Level 1 - at least as difficult to attack as AES-128 (block cipher)
Level 2 - at least as difficult to attack as SHA-256 (hash function)
Level 3 - at least as difficult to attack as AES-192 (block cipher)
Level 4 - at least as difficult to attack as SHA-384 (hash function)
Level 5 - at least as difficult to attack as AES-256 (block cipher)
The security of attacking an N-bit block cipher is morally congruent to a birthday collision against a {2N}-bit hash function. With some caveats: https://soatok.blog/2024/07/01/blowing-out-the-candles-on-th...
ML-DSA-44 (smallest parameter set) targets Level 2 for signatures.
ML-KEM-768 targets Level 3 for KEMs.
The relevant property here is known as "information-theoretic security", and I'm not sure if one-time pads are the only way to achieve it, e.g. Shamir's secret sharing also has this property (although the use case is slightly different): https://en.wikipedia.org/wiki/Information-theoretic_security
Alternatively, shamir's secret sharing can be extended to threshold settings pretty easily. So you can write a generalized scheme where you only recover things when "enough people" (but perhaps not everyone) tries to reconstruct. This generalized scheme doesn't look particularly like the one-time pad.
So they end up coinciding in the 2-party case over F2 but it seems to be mostly a coincidence.

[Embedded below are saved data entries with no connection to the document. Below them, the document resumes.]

PR #3197, opened 2026-07-12
fix: allow users to reindex their own namespace

### LINKED ISSUE #3194: [Bug]:   Reindex of user scope fails due to permission model
## Description

I cannot reindex a user's private scope when authentication is enabled.

The user scope is accessible for the owning user, but the `reindex` operation seems to require `root` or `admin` privileges. At the same time, admin/root users cannot access the private user scope.

This creates a situation where no identity can successfully reindex a user namespace.

## Additional notes

Normal user operations work. The problem appears to be specific to the `reindex` operation.

It looks like `reindex` requires elevated privileges but does not provide a way to operate on private user scopes.

Is there a recommended workflow for reindexing user-private data?

### Steps to Reproduce

1. Create a user (for example `seneca`) under an account.
2. Add resources to:

```
viking://user/seneca/resources/
```

3. Try to run:

```bash
ov reindex --mode semantic_and_vectors viking://user/seneca/resources/
```

using:

* the user API key
* an admin API key
* the root API key

## Expected behavior

The owner of the user scope should be able to reindex their own resources, or there should be an administrative mechanism to reindex user scopes.

## Actual behavior

With a user key:

```
PERMISSION_DENIED: Requires role: root, admin
```

With an admin/root key:

```
Access denied
```

because the private user scope cannot be accessed.

## Environment

* OpenViking version: latest Docker image (`ghcr.io/volcengine/openviking:latest`)
* Authentication mode: `api_key`
* Storage backend: local
* Namespace:

```
viking://user/seneca/resources/
```

### Expected Behavior

reindex succeeds

### Actual Behavior

The owner of the user scope should be able to reindex their own resources, or there should be an administrative mechanism to reindex user scopes.

### OpenViking Version

0.4.9

### Python Version

3.11

### Operating System

Linux

### Model Backend

OpenAI

chethanuk:
Fixes #3194

Users should be able to reindex their own private scope.

This checks if the caller's role is not root or admin, and validates that the requested URI is accessible to the caller before executing the reindex.

### DIFF
--- a/openviking/server/routers/content.py
+++ b/openviking/server/routers/content.py
@@ -8,6 +8,7 @@ from fastapi import APIRouter, Body, Depends, Query
 from fastapi.responses import Response as FastAPIResponse
 from pydantic import BaseModel, ConfigDict
 
+from openviking.core.namespace import is_accessible
 from openviking.core.path_variables import resolve_path_variables
 from openviking.core.uri_validation import validate_viking_uri
 from openviking.pyagfs.exceptions import AGFSClientError, AGFSNotFoundError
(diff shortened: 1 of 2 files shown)


chethanuk:
Withdrawing this PR. It was created by an internal automation pipeline outside our review process and should not have been submitted upstream. Closing to avoid taking up maintainer time; we may resubmit properly after review. Apologies for the noise.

And even if there was only a 10% chance of QC breaking crypto, the community is not comfortable with a 10% chance of such a catastrophic scenario.
This is part of my day job, so here's another interesting fact: for migrating encryption use cases, you have to consider that attackers can capture your encrypted data today to break in the future. So, as a rule of thumb, your migration timeline is much shorter for encryption than for signatures.

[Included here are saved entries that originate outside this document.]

PR #3198, opened 2026-07-12
fix(session): restore messages from completed archives when messages.jsonl is empty

### LINKED ISSUE #1550: Session API reports zero message/commit counts even though archive and fallback files are written

fangtang0206:
## Problem

When a session is archived (messages.jsonl cleared), `get_session_context()` returns empty messages because `_get_pending_archive_messages()` only reads archives with index > latest_completed_index (pending archives).

This causes the OV Studio panel to show empty session history for archived sessions.

## Fix

Added a fallback in `get_session_context()` that reads messages from completed archives when `merged_messages` is empty, ensuring the session panel shows the full conversation history.

## Files
- `openviking/session/session.py`: +15 lines in `get_session_context()`

## Verification

`curl` call to `/api/v1/sessions/{id}/context` with the session API key returns the archived messages correctly.

Fixes #1550

### DIFF
--- a/openviking/session/session.py
+++ b/openviking/session/session.py
@@ -1777,6 +1777,21 @@ class Session:
         context = await self._collect_session_context_components()
         merged_messages = context["messages"]
 
+        # Fallback: if merged_messages is empty but there are completed archives,
+        # read messages from all completed archives (handles the case where
+        # messages.jsonl was cleared after archiving but get_session_context
+        # should still return the full history)
+        if not merged_messages and context["total_archives"] > 0:
+            completed = await self._get_completed_archive_refs()
+            for archive in reversed(completed):
+                try:
+                    msgs = await self._read_archive_messages(archive["archive_uri"])
+                    if msgs:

The way a quantum mechanics PhD explained it to me years ago in layman's terms is similar to nuclear science. We "knew" that a nuclear explosion was possible before a bomb was created and what conditions it would work. The Nagasaki bomb was a completely different type of bomb than the trinity test and Hirosima, plutonium instead of uranium, and it was never even tested before it's first use!

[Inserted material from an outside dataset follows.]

PR #3214, opened 2026-07-13
fix(plugins): pin MCP-Protocol-Version header to the negotiated version

t0saki:
## Problem

The shared stdio→streamable-HTTP proxy (`memory-plugin-shared/lib/mcp-proxy-core.mjs`, used by the Claude Code / Codex / Cursor / OpenCode / TRAE integrations) sets the `MCP-Protocol-Version` header from the client's **requested** `protocolVersion`:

The Nagasaki “Fat Man” bomb was the same plutonium implosion design tested at Trinity.
The Hiroshima “Little Boy” bomb was the uranium “gun” design that was never tested before combat use. The physics and engineering were comparably straightforward so the scientists were very sure it would work assuming the Urnaium enrichment was pure enough.
https://www.quantamagazine.org/thirty-years-later-a-speed-bo...
And the post-quantum algorithms are not by design less efficient either. For example, RLWE-based schemes are more cycle-efficient than elliptic curve schemes. They're not uniformly more efficient (key/ciphertext sizes are generally longer), but this has nothing to do with intentional design choices to make them post-quantum secure. Just different things are different.
https://en.wikipedia.org/wiki/Quantum_logic_gate
Citation needed
Here's mine: https://keymaterial.net/2025/11/27/ml-kem-mythbusting/
all i am saying is there is no good reason to depreciate proven algs, especially not because those two institutions said so.
Who do you trust, then?
> i have no knowledge, nor time to eval. (and probably few people do)
If you do not have the expertise nor time to evaluate technical claims, how do you hope to arrive at correct technical conclusions?
Surely, you'd trust experts in that case? Like the experts that were involved in a multi-year international standardization effort? Like the one that produced ML-KEM and ML-DSA?
Or do you just balk at experts and "trust no one" even to your own detriment?
> If you do not have the expertise nor time to evaluate technical claims, how do you hope to arrive at correct technical conclusions? > > Surely, you'd trust experts in that case? Like the experts that were involved in a multi-year international standardization effort? Like the one that produced > ML-KEM and ML-DSA? > > Or do you just balk at experts and "trust no one" even to your own detriment?
what detriment? there is no quantum treat, it is made up. at least not in the discussed timelines.
besides, experts are cheap and compromisable, especially for the nation state level bodies like nsa and eu.